Crane has been a member of the Penn State faculty since 1985. In that time, he has served as interim director, global engagement, for the University Office of Global Programs, a member of the Global Policies Task Force, interim director of global relations and programs at the University Office of Global Programs, and chairman of the University Strategic Planning Council Task Force on Internationalization, and chairman of the International Council Executive Committee.

One nominator said Crane “builds collaborations between people from Penn State and people from other countries wherein there is a genuine two-way sharing of experience and expertise."

Traverse received the 2013 Staff Excellence Award, which recognizes a staff member for outstanding performance, demonstrating team spirit and leadership in establishing quality service.

Traverse, who has worked at the university since 1989, is an administrative assistant in the office of the associate dean for education and Ryan Family Student Center, where she is known as a "go-to person" for a range of issues.
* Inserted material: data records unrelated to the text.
PR #2640, opened 2019-03-23
Address unsafe coercion removal in pruning logic

### LINKED ISSUE #2605: Shard pruning may prune wrong shards when explicit or implicit coercion is on the distribution key
This seems to be happening since we're passing a `numeric` type `hashint8` function on `PruneShards()`

Steps to repro, note that shardids change on each execution:

```SQL

CREATE TABLE articles_hash (
	id bigint NOT NULL,
	author_id bigint NOT NULL,
	title varchar(20) NOT NULL,
	word_count integer
);
SELECT create_distributed_table('articles_hash', 'author_id');
SET client_min_messages TO DEBUG2;
SET citus.log_remote_commands TO ON; 
SELECT *
FROM articles_hash
WHERE author_id = 1.0::numeric;
DEBUG:  Creating router plan
DETAIL:  distribution column value: 1.0
LOG:  issuing SELECT id, author_id, title, word_count FROM public.articles_hash_102399 articles_hash WHERE ((author_id)::numeric OPERATOR(pg_catalog.=) 1.0)
 id | author_id | title | word_count 
----+-----------+-------+------------
(0 rows)

SELECT *
FROM articles_hash
WHERE author_id = 1.0::numeric;
DEBUG:  Creating router plan
DETAIL:  distribution column value: 1.0
LOG:  issuing SELECT id, author_id, title, word_count FROM public.articles_hash_102398 articles_hash WHERE ((author_id)::numeric OPERATOR(pg_catalog.=) 1.0)
 id | author_id | title | word_count 
----+-----------+-------+------------
(0 rows)

```

Implicit coercion, again :

```SQL
insert into articles_hash VALUES (1,1,1,1);
SELECT *
FROM articles_hash
WHERE author_id = 1;
DEBUG:  Creating router plan
DETAIL:  distribution column value: 1
LOG:  issuing SELECT id, author_id, title, word_count FROM public.articles_hash_102433 articles_hash WHERE (author_id OPERATOR(pg_catalog.=) 1)
 id | author_id | title | word_count 
----+-----------+-------+------------
(0 rows)

SELECT *
FROM articles_hash
WHERE author_id = 1.0;
DEBUG:  Creating router plan
DETAIL:  distribution column value: 1.0
LOG:  issuing SELECT id, author_id, title, word_count FROM public.articles_hash_102455 articles_hash WHERE ((author_id)::numeric OPERATOR(pg_catalog.=) 1.0)
 id | author_id | title | word_count 
----+-----------+-------+------------
  1 |         1 | 1     |          1
(1 row)

```

On Postgres, it always returns
```SQL
SELECT *
FROM articles_hash
WHERE author_id = 1;
 id | author_id | title | word_count 
----+-----------+-------+------------
  1 |         1 | 1     |          1
(1 row)

SELECT *
FROM articles_hash
WHERE author_id = 1.0;
 id | author_id | title | word_count 
----+-----------+-------+------------
  1 |         1 | 1     |          1
(1 row)
```

jasonmp85:
The root cause of this bug is what I believe is an assumption that `strip_implicit_coercions` only removes e.g. `RelabelType` nodes and (mostly) returns a pointer to a binary-compatible type. This is _not_ true; _any_ implicit coercion will be stripped, even e.g. a `FuncExpr`.

The provided repro case had a query attempting to SELECT based on an equality constraint between an `integer` column and `numeric` constant. While one might assume PostgreSQL would cast the `numeric` to the type of the column, that's not what happens. It's _possible_ there is actually an equality operator that can directly compare the two types. If so, PostgreSQL would have used that. In this case, such an operator does not exist, so PostgreSQL looks for candidates that can compare a type both sides of the clause can be (losslessly) converted into. There _does not seem to be any preference for the `Var`'s type_.

So PostgreSQL decided `numeric_eq` was a good pick and wrapped the `integer` in a cast to `numeric`, rather than the other way around. We come in and strip all implicit coercions and then _pass the `Const`'s `Datum` directly to our pruning comparison function without checking types_, essentially handing a binary `numeric` to a function expecting `integer`.

I've addressed this by (a) adding some `Assert`s to ensure we're always calling these functions with types that are at least binary-coercible into the expected argument types, and (b) pruning logic will proactively coerce any restriction values into the partition column type before doing any function dispatches. I believe the issues is resolved.

DESCRIPTION: Fixes a bug related to pruning shards using a coerced value

Fixes #2605

### DIFF
--- a/src/backend/distributed/planner/shard_pruning.c
+++ b/src/backend/distributed/planner/shard_pruning.c
@@ -534,8 +534,7 @@ PrunableExpressionsWalker(Node *node, ClauseWalkerContext *context)
 
 		if (!prune->addedToPruningInstances)
 		{
-			context->pruningInstances = lappend(context->pruningInstances,
-												prune);
+			context->pruningInstances = lappend(context->pruningInstances, prune);
 			prune->addedToPruningInstances = true;
 		}
 
@@ -565,8 +564,8 @@ PrunableExpressionsWalker(Node *node, ClauseWalkerContext *context)
 			 * Found a restriction on the partition column itself. Update the
 			 * current constraint with the new information.
 			 */
-			AddPartitionKeyRestrictionToInstance(context,
-												 opClause, varClause, constantClause);
+			AddPartitionKeyRestrictionToInstance(context, opClause, varClause,
+												 constantClause);
 		}
 		else if (constantClause && varClause &&
 				 varClause->varattno == RESERVED_HASHED_COLUMN_ID)
@@ -597,8 +596,7 @@ PrunableExpressionsWalker(Node *node, ClauseWalkerContext *context)
 		 */
 		if (!prune->addedToPruningInstances)
 		{
-			context->pruningInstances = lappend(context->pruningInstances,
-												prune);
+			context->pruningInstances = lappend(context->pruningInstances, prune);
 			prune->addedToPruningInstances = true;
 		}
 
@@ -740,8 +738,7 @@ AddPartitionKeyRestrictionToInstance(ClauseWalkerContext *context, OpExpr *opCla
 	/* at this point, we'd better be able to pass binary Datums to comparison functions */
 	Assert(IsBinaryCoercible(constantClause->consttype, partitionColumn->vartype));
 
-	btreeInterpretationList =
-		get_op_btree_interpretation(opClause->opno);
+	btreeInterpretationList = get_op_btree_interpretation(opClause->opno);
 	foreach(btreeInterpretationCell, btreeInterpretationList)
 	{
 		OpBtreeInterpretation *btreeInterpretation =
@@ -846,8 +843,7 @@ AddPartitionKeyRestrictionToInstance(ClauseWalkerContext *context, OpExpr *opCla
 
 	if (!matchedOp)
 	{
-		prune->otherRestrictions =
-			lappend(prune->otherRestrictions, opClause);
+		prune->otherRestrictions = lappend(prune->otherRestrictions, opClause);
 	}
 	else
 	{
--- a/src/backend/distributed/planner/shard_pruning.c
+++ b/src/backend/distributed/planner/shard_pruning.c
@@ -174,7 +174,7 @@ static void AddPartitionKeyRestrictionToInstance(ClauseWalkerContext *context,
 												 OpExpr *opClause, Var *varClause,
 												 Const *constantClause);
 static Const * TransformPartitionRestrictionValue(Var *partitionColumn,
-												  Node *restrictionValue);
+												  Const *restrictionValue);
 static void AddSAOPartitionKeyRestrictionToInstance(ClauseWalkerContext *context,
 													ScalarArrayOpExpr *
 													arrayOperatorExpression);
@@ -724,15 +724,19 @@ AddPartitionKeyRestrictionToInstance(ClauseWalkerContext *context, OpExpr *opCla
 	ListCell *btreeInterpretationCell = NULL;
 	bool matchedOp = false;
 
-	/* we want our restriction value in terms of the type of the partition column */
-	constantClause = TransformPartitionRestrictionValue(partitionColumn,
-														(Node *) constantClause);
-	if (constantClause == NULL)
+	/* only have extra work to do if const isn't same type as partition column */
+	if (constantClause->consttype != partitionColumn->vartype)
 	{
-		/* couldn't coerce the value, so we note this as a restriction we don't grok */
-		prune->otherRestrictions = lappend(prune->otherRestrictions, opClause);
+		/* we want our restriction value in terms of the type of the partition column */
+		constantClause = TransformPartitionRestrictionValue(partitionColumn,
+															constantClause);
+		if (constantClause == NULL)
+		{
+			/* couldn't coerce value, so we note this as a restriction we don't grok */
+			prune->otherRestrictions = lappend(prune->otherRestrictions, opClause);
 
-		return;
+			return;
+		}
 	}
 
 	/* at this point, we'd better be able to pass binary Datums to comparison functions */
@@ -860,10 +864,10 @@ AddPartitionKeyRestrictionToInstance(ClauseWalkerContext *context, OpExpr *opCla
  * we will simply fail to prune partitions based on this clause.
  */
 static Const *
-TransformPartitionRestrictionValue(Var *partitionColumn, Node *restrictionValue)
+TransformPartitionRestrictionValue(Var *partitionColumn, Const *restrictionValue)
 {
-	Node *transformedValue = coerce_to_target_type(NULL, restrictionValue,
-												   exprType(restrictionValue),
+	Node *transformedValue = coerce_to_target_type(NULL, (Node *) restrictionValue,
+												   restrictionValue->consttype,
 												   partitionColumn->vartype,
 												   partitionColumn->vartypmod,
 												   COERCION_ASSIGNMENT,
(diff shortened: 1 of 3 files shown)


src/backend/distributed/planner/shard_pruning.c
```diff
@@ -825,6 +852,45 @@ AddPartitionKeyRestrictionToInstance(ClauseWalkerContext *context, OpExpr *opCla
...
+	/* if NULL, no implicit coercion is possible between the types */
+	if (transformedValue == NULL)
+	{
+		return NULL;
+	}
+
+	/* if still not a constant, evaluate coercion */
+	if (!IsA(transformedValue, Const))
+	{
+		transformedValue = (Node *) expression_planner((Expr *) transformedValue);
```
onderkalaci: Nice, I haven't seen this function before! I'll probably update [here](https://github.com/citusdata/citus/blob/master/src/backend/distributed/planner/fast_path_router_planner.c#L85-L92) to use it instead of `eval_const_expressions`.

src/backend/distributed/planner/shard_pruning.c
```diff
@@ -803,6 +818,19 @@ AddPartitionKeyRestrictionToInstance(ClauseWalkerContext *context, OpExpr *opCla
 
 			case ROWCOMPARE_NE:
 			{
+				/*
```
onderkalaci: I couldn't follow this change. Is this related to the fix?

src/backend/distributed/planner/shard_pruning.c
```diff
@@ -825,6 +852,45 @@ AddPartitionKeyRestrictionToInstance(ClauseWalkerContext *context, OpExpr *opCla
...
+ * than the Const; to deal with this, we strip the coercions from both and
+ * manually coerce the Const into the type of our partition column. It is
+ * conceivable that in some instances, this may not be possible; in those cases
+ * we will simply fail to prune partitions based on this clause.
+ */
+static Const *
+TransformPartitionRestrictionValue(Var *partitionColumn, Node *restrictionValue)
+{
+	Node *transformedValue = coerce_to_target_type(NULL, restrictionValue,
+												   exprType(restrictionValue),
```
onderkalaci: I'm wondering whether should we have a a short circuit for `if exprType(restrictionValue) == partitionColumn->vartype`? That's going to be the vast majority of the time and I'd like to avoid any extra overhead.

I can see that `coerce_to_target_type ` does some very little things if that's already the case. But, given that this function will be called too many times on busy servers, I'd have a slight preference to have the short-circuit (or maybe run a quick select-only benchmark to see if it has any noticeable overhead or not.).

(And, that'd probably easier to follow: `If the types are the same return else transform`)

jasonmp85:
> I've only a minor concern on the overhead that might be added by this change. We've had hard times for finding lots of optimizations during this release and I don't want to create any new overheads on the fast-path router queries 😄

While true, I wanted to rely on the PostgreSQL logic for when to short-circuit, or to make determinations about what was safe. This bug is a bit worrisome from a correctness standpoint. I'll look into it, though.

src/backend/distributed/planner/shard_pruning.c
```diff
@@ -715,15 +717,28 @@ AddNewConjuction(ClauseWalkerContext *context, OpExpr *op)
...
 	List *btreeInterpretationList = NULL;
 	ListCell *btreeInterpretationCell = NULL;
 	bool matchedOp = false;
 
-	btreeInterpretationList =
-		get_op_btree_interpretation(opClause->opno);
+	/* we want our restriction value in terms of the type of the partition column */
+	constantClause = TransformPartitionRestrictionValue(partitionColumn,
+														(Node *) constantClause);
+	if (constantClause == NULL)
```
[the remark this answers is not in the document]
jasonmp85: Yeah, the case I'm worried about is this. It's _theoretically_ possible to have a…

  * Partition column `foo` of type `Foo`
  * Type `Bar` with a `CAST` function defined from `Foo` to `Bar`, but not the other way around
  * Query like `SELECT * FROM table WHERE foo = 'baz'::Bar`

In this case, PostgreSQL will wrap the `foo` `Var` in a cast to `Bar` and rely on `Bar`'s equality operator. We'll step in and go "waitasec, we really want a `Foo` here" and try to bring the `const` back to `Foo`, but the `CAST` has no inverse function. I poked through a lot of PostgreSQL's built-in casts and operator classes/families/access methods, but that proved to be enough of a goose chase I just gave up and implemented the logic to handle it (I'm pretty sure there are cases that might act like this).

src/test/regress/expected/multi_prune_shard_list.out
```diff
@@ -203,3 +203,27 @@ SELECT print_sorted_shard_intervals('pruning_range');
...
+ 
+(1 row)
+
+-- PostgreSQL will cast id to numeric rather than 1.0 to bigint...
+-- We used to blindly pass the RHS' Datum to our comparison func.,
+-- resulting in inaccurate pruning. An Assert now verifies type-
+-- compatibility; the following would crash the server in an Assert-
+-- before the underlying issue was addressed. It looks like a boring
+-- test now, but if the old behavior is restored, it should crash again.
+SELECT * FROM coerce_hash WHERE id = 1.0::numeric;
```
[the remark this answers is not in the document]
jasonmp85: I just hesitated to add a "do a bunch of `SELECTs`" test because (a) it's not guaranteed to fail in the case of a regression, and (b) I don't really like adding tests that do things multiple times (our tests take long enough as it is). But I figure it won't actually take that long. I'll add it.

src/backend/distributed/planner/shard_pruning.c
```diff
@@ -825,6 +852,45 @@ AddPartitionKeyRestrictionToInstance(ClauseWalkerContext *context, OpExpr *opCla
...
 
+/*
+ * Sometimes PostgreSQL chooses to try to wrap our Var in a coercion rather
+ * than the Const; to deal with this, we strip the coercions from both and
+ * manually coerce the Const into the type of our partition column. It is
+ * conceivable that in some instances, this may not be possible; in those cases
+ * we will simply fail to prune partitions based on this clause.
+ */
+static Const *
+TransformPartitionRestrictionValue(Var *partitionColumn, Node *restrictionValue)
```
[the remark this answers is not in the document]
jasonmp85: I actually _did_ have that but enough of PostgreSQL's functions require a `Node *` pointer that I changed it. I'll change it back.

src/backend/distributed/planner/shard_pruning.c
jasonmp85: Yeah it seemed like a _slightly_ higher-level abstraction.

src/backend/distributed/planner/shard_pruning.c
jasonmp85: No, not directly; just while reading the logic I saw that `ROWCOMPARE_NE` was some sort of magic value returned because PostgreSQL _consider[s] a `<>` operator to be a "member" of an opfamily if its negator is an equality operator of the opfamily_ and returns _ROWCOMPARE_NE […] for this case_.

Since we're iterating over a list of these things, either (a) the list should contain no `ROWCOMPARE_NE` elements, or (b) it should contain _only_ `ROWCOMPARE_NE` elements. But _nothing_ in our code actually reflected this behavior of the underlying code, and I was worried enough about further correctness issues in this pruning stuff that I threw in some logic to `Assert` or short-circuit in those cases (we don't understand `ROWCOMPARE_NE` at anyhow).

src/backend/distributed/planner/shard_pruning.c
jasonmp85: Sure, this seems reasonable. Also, I think I probably am pushed toward blindly calling a function and assigning it during declaration because of the weird style requirement around that.

jasonmp85: OK, I actually put the check _before_ the call to `TransformPartitionRestrictionValue`, as that way we can actually save the function call overhead, too. I think that this will be the _overwhelmingly_ common case, and as such branch prediction should _probably_ make all of this moot, but just in case.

Among Traverse's accomplishments is serving as nomenclator at commencement proceedings and making sure that the name of every graduating student is pronounced correctly.

She has also been the force behind several outreach initiatives in the college, including creating and editing a biannual newsletter focused on student, faculty and staff achievements and other initiatives. She pioneered the idea of using the ground floor of Deike Building to showcase the undergraduate experience in EMS, replacing dust-covered exhibits with a pictorial showing students’ research travels, "Across the State; Across the Country; Across the World."

She has worked with hundreds of students who want to present petitions to the Faculty Senate and has served as the staff liaison for the Academic Integrity Committee.

One nominator pointed to her extensive participation, saying, "Ms. Traverse's commitment to providing superior service to our students is underscored by her volunteerism on commissions and committees around the University.” “Her positive influence on students, staff and faculty alike has made – and continues to make – a significant difference at Penn State," a nominator wrote. "Indeed it would be hard to conceive of the EMS without her."